People are also being detained and questioned without probable cause. Last year, the Supreme Court, in an opinion written by Justice Kavanaugh, ruled that people could be questioned and detained merely by their looks, the way they speak, or their perceived ethnicity. This ruling gives ICE the authority to go after people that don’t look or sound ‘American enough’. J.D. Vance now says agents will be going door to door demanding proof of citizenship and information about their neighbors, another clear violation of the Fourth Amendment. 

Is any of this making us more safe?

Multiple studies show that immigrants, both documented and undocumented, commit far fewer crimes than U.S.-born citizens. In fact, an influx of immigrants often lowers the crime rate in a community. The myth that immigrants make communities less safe is a lie.

So, then, what is the point of federal agents patrolling the streets, disappearing people, violently confronting peaceful protesters, and detaining people in deplorable conditions? 

It certainly isn’t making America safe. 

The point of all this violence is the same today as it was in the days of the slave patrols. To make us afraid to speak out, afraid to protest, afraid to act in solidarity, and afraid to demand an end to the violence. 

We are told that violence is necessary to keep us safe. But we know better.
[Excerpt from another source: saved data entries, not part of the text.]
Issue #1685, opened 2019-07-10
std::byte should report as a number, not a character


studoot:
**Description**
Currently, `std::byte` is output as if it were a character, which it's not. This is similar to #1144, except that `std::byte` is defined as a scoped enumeration in the standard, so there shouldn't be any issue with it possibly being a typedef, unlike `gsl::byte`.

**Additional context**
This can be worked around in the usual way, by providing a custom `ostream` inserter or `StringMaker`, as in #1144.

I have a PR prepared that adds this.

PR #1686, opened 2019-07-10
Add `std::byte` support

studoot:
## Description
This addresses issue #1685, adding a `std::byte` specialisation for `Catch::Detail::StringMaker`, which makes `std::byte` print as an integer rather than as a character.

This has three parts:

1. **Add byte detection in Catch config**
    Following the pattern used for `std::optional`, look for the include file `cstddef` and the macro `CATCH_CPP17_OR_GREATER`. This defines `CATCH_INTERNAL_CONFIG_CPP17_BYTE`, which may then cause `CATCH_CONFIG_CPP17_BYTE` to be defined.

2. **Add a `std::byte`specialisation for Catch2::Detail::StringMaker**
    Added a declaration (gated by `CATCH_CONFIG_CPP17_BYTE`) of `struct StringMaker<std::byte>` in `catch_tostring.h`, and a definition in `catch_tostring.cpp`.

3. **Added a self-test (only compiled & executed for c++17)**
    Added new file `projects/SelfTest/UsageTests/ToStringByte.tests.cpp` and added it to the relevant place in `projects/CMakeLists.txt`

### DIFF
--- a/include/internal/catch_tostring.h
+++ b/include/internal/catch_tostring.h
@@ -211,7 +211,6 @@ namespace Catch {
     };
 
 #if defined(CATCH_CONFIG_CPP17_BYTE)
-#include <cstddef>
     template<>
     struct StringMaker<std::byte> {
         static std::string convert(std::byte value);
--- a/include/internal/catch_tostring.h
+++ b/include/internal/catch_tostring.h
@@ -210,6 +210,13 @@ namespace Catch {
         }
     };
 
+#if defined(CATCH_CONFIG_CPP17_BYTE)
+#include <cstddef>
+    template<>
+    struct StringMaker<std::byte> {
+        static std::string convert(std::byte value);
+    };
+#endif // defined(CATCH_CONFIG_CPP17_BYTE)
     template<>
     struct StringMaker<int> {
         static std::string convert(int value);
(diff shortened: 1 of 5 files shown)


include/internal/catch_tostring.h
```diff
@@ -210,6 +210,13 @@ namespace Catch {
         }
     };
 
+#if defined(CATCH_CONFIG_CPP17_BYTE)
+#include <cstddef>
```
horenmar: You are including a standard library header inside a namespace... this is not a good idea.

Because this file already uses `<cstddef>` by default, it is possible to just remove this. Alternatively, it should be included in a manner similar to `<string_view>` around line 20.

horenmar:
Apart from the small nitpick, this looks good and ready for merging 👍

include/internal/catch_tostring.h
studoot: Doh! I'll fix that...

studoot:
`#include <cstddef>` removed...

claremacrae:
I noticed that CATCH_CONFIG_CPP17_BYTE has been added, but as far as I can see, it is not included in the docs:

https://github.com/catchorg/Catch2/blob/master/docs/configuration.md#c17-toggles

Should it be?

studoot:
Yes, it probably  should be. CATCH_CONFIG_CPP17_OPTIONAL also appears to be missing from that documentation.

horenmar:
It has been added now.

PR #1697, opened 2019-07-21
Fix non-default-constructible type lists used in TEMPLATE_LIST_TEST_CASE

BenjaminW3:
std::tuple is not default constructible when the first type is not
default-constuctible. Therefore it can not be instantiated.
To circumvent this, we have to use std::declval in the unevaluate decltype
context.


horenmar:
Looks good, thanks.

And we are not afraid.

Ask Renée Good’s family; ask the families of the others who have died at the hands of ICE; ask the hundreds who have been assaulted, beaten, pepper sprayed, and detained by the government if the violence is making us safe. 

ICE was established to make us safer following the terrorist attacks of September 11, 2001. 

They have failed in that mission.

Abolish ICE.

Postscript: I wrote this essay before VA ICU nurse Alex Pretti was beaten and killed by ICE agents in Minneapolis. Since Keith Porter was killed by an off-duty ICE agent on New Year’s Eve, ICE has already killed at least eight others. Thousands of others have been injured, abducted, and held in deplorable conditions. (https://www.theguardian.com/us-news/2026/jan/28/deaths-ice-2026-


Ted Miller grew up around the world but now lives in Richland with his wife. He’s a runner, actor, singer, nuclear engineer, and graduate of the U.S. Naval Academy.

Ted believes that if more people worked toward love and understanding instead of giving in to fear and divisiveness, the world would be a better place.